Assignment: Every entry, from the first line to the last, should be output exactly.

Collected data
⟨

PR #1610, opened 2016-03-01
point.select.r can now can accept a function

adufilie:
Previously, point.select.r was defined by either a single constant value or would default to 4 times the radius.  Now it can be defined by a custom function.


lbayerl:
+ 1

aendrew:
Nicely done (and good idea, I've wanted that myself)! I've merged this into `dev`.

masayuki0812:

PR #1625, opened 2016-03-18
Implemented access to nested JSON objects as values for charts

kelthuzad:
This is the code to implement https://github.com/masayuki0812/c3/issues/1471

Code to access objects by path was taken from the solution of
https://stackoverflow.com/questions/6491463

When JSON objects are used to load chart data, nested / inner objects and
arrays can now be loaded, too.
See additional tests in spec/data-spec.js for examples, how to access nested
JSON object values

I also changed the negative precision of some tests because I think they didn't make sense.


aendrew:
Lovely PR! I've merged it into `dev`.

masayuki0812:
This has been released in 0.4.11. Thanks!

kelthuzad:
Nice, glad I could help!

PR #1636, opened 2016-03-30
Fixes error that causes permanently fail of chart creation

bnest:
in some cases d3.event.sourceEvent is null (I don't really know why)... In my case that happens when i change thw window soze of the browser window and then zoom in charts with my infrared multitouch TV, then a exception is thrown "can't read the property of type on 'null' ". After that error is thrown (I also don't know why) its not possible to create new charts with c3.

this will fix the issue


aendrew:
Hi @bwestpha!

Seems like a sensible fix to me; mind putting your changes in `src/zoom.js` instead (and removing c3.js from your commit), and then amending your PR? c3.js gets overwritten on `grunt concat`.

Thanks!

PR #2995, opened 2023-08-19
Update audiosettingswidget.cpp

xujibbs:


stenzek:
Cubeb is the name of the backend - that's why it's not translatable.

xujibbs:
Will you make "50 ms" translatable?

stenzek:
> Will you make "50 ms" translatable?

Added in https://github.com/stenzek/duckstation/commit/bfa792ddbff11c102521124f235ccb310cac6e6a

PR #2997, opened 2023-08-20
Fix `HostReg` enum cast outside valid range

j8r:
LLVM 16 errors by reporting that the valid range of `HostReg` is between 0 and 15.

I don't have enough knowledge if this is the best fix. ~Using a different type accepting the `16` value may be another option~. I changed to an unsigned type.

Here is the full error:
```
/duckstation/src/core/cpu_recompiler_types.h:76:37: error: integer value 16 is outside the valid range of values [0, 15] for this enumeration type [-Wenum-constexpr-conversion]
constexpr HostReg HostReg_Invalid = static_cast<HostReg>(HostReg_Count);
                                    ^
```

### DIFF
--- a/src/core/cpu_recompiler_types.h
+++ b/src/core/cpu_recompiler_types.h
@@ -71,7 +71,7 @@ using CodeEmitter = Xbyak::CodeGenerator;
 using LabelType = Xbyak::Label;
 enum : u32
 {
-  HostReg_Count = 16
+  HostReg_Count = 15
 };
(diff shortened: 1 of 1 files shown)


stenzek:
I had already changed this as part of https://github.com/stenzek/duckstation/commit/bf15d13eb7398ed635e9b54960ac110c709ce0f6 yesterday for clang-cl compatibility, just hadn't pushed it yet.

⟩

Output of the task:
PR #1610, opened 2016-03-01
point.select.r can now can accept a function

adufilie:
Previously, point.select.r was defined by either a single constant value or would default to 4 times the radius.  Now it can be defined by a custom function.


lbayerl:
+ 1

aendrew:
Nicely done (and good idea, I've wanted that myself)! I've merged this into `dev`.

masayuki0812:

PR #1625, opened 2016-03-18
Implemented access to nested JSON objects as values for charts

kelthuzad:
This is the code to implement https://github.com/masayuki0812/c3/issues/1471

Code to access objects by path was taken from the solution of
https://stackoverflow.com/questions/6491463

When JSON objects are used to load chart data, nested / inner objects and
arrays can now be loaded, too.
See additional tests in spec/data-spec.js for examples, how to access nested
JSON object values

I also changed the negative precision of some tests because I think they didn't make sense.


aendrew:
Lovely PR! I've merged it into `dev`.

masayuki0812:
This has been released in 0.4.11. Thanks!

kelthuzad:
Nice, glad I could help!

PR #1636, opened 2016-03-30
Fixes error that causes permanently fail of chart creation

bnest:
in some cases d3.event.sourceEvent is null (I don't really know why)... In my case that happens when i change thw window soze of the browser window and then zoom in charts with my infrared multitouch TV, then a exception is thrown "can't read the property of type on 'null' ". After that error is thrown (I also don't know why) its not possible to create new charts with c3.

this will fix the issue


aendrew:
Hi @bwestpha!

Seems like a sensible fix to me; mind putting your changes in `src/zoom.js` instead (and removing c3.js from your commit), and then amending your PR? c3.js gets overwritten on `grunt concat`.

Thanks!

PR #2995, opened 2023-08-19
Update audiosettingswidget.cpp

xujibbs:


stenzek:
Cubeb is the name of the backend - that's why it's not translatable.

xujibbs:
Will you make "50 ms" translatable?

stenzek:
> Will you make "50 ms" translatable?

Added in https://github.com/stenzek/duckstation/commit/bfa792ddbff11c102521124f235ccb310cac6e6a

PR #2997, opened 2023-08-20
Fix `HostReg` enum cast outside valid range

j8r:
LLVM 16 errors by reporting that the valid range of `HostReg` is between 0 and 15.

I don't have enough knowledge if this is the best fix. ~Using a different type accepting the `16` value may be another option~. I changed to an unsigned type.

Here is the full error:
```
/duckstation/src/core/cpu_recompiler_types.h:76:37: error: integer value 16 is outside the valid range of values [0, 15] for this enumeration type [-Wenum-constexpr-conversion]
constexpr HostReg HostReg_Invalid = static_cast<HostReg>(HostReg_Count);
                                    ^
```

### DIFF
--- a/src/core/cpu_recompiler_types.h
+++ b/src/core/cpu_recompiler_types.h
@@ -71,7 +71,7 @@ using CodeEmitter = Xbyak::CodeGenerator;
 using LabelType = Xbyak::Label;
 enum : u32
 {
-  HostReg_Count = 16
+  HostReg_Count = 15
 };
(diff shortened: 1 of 1 files shown)


stenzek:
I had already changed this as part of https://github.com/stenzek/duckstation/commit/bf15d13eb7398ed635e9b54960ac110c709ce0f6 yesterday for clang-cl compatibility, just hadn't pushed it yet.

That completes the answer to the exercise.